TO DO: Of the entries below, return exactly those lines that fall between the one containing "Hence, removing if-else for such cases." and the one containing "to specify this)", the two end lines included.

INFORMATION GIVEN:
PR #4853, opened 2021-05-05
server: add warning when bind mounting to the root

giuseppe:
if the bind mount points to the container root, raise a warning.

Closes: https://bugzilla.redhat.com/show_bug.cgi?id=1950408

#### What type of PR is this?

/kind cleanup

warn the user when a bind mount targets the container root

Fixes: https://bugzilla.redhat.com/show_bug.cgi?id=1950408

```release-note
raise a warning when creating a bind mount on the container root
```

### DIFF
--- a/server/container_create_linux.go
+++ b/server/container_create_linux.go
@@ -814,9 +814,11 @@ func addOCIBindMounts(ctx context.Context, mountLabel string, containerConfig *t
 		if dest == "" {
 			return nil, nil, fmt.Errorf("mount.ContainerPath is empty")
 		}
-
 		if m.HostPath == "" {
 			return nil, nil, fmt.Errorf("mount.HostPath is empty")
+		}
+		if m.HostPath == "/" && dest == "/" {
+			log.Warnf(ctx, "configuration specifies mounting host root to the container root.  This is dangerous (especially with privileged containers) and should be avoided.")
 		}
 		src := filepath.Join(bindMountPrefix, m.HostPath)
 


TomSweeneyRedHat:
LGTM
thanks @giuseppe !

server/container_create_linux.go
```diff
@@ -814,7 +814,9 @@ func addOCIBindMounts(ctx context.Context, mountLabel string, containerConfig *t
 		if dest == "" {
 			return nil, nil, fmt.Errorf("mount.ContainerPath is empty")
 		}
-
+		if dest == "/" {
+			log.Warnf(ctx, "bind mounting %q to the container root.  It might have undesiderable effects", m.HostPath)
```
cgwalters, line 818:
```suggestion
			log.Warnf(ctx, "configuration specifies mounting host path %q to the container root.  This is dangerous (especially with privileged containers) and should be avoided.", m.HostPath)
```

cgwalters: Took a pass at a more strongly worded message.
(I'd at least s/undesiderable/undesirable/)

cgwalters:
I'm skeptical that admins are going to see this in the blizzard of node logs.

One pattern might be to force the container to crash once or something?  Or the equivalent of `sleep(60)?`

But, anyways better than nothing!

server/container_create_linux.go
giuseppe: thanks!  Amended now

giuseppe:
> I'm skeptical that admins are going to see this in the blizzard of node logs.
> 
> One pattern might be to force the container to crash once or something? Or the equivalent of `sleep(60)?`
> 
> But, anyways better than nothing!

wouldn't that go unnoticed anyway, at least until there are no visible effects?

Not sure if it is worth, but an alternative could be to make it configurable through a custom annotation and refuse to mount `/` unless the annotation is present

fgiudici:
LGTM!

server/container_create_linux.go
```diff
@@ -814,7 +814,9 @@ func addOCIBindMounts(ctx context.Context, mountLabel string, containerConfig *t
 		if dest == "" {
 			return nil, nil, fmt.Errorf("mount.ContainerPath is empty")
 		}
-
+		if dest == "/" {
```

* * *

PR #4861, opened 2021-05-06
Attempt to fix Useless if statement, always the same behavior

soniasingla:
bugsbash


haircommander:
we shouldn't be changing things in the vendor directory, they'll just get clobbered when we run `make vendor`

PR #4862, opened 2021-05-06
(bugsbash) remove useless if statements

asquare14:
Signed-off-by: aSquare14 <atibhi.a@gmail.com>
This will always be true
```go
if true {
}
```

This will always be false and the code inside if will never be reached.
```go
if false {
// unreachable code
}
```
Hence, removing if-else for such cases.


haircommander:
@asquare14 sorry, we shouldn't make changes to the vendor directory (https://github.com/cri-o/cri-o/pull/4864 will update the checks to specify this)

WORKED SOLUTION:
Hence, removing if-else for such cases.


haircommander:
@asquare14 sorry, we shouldn't make changes to the vendor directory (https://github.com/cri-o/cri-o/pull/4864 will update the checks to specify this)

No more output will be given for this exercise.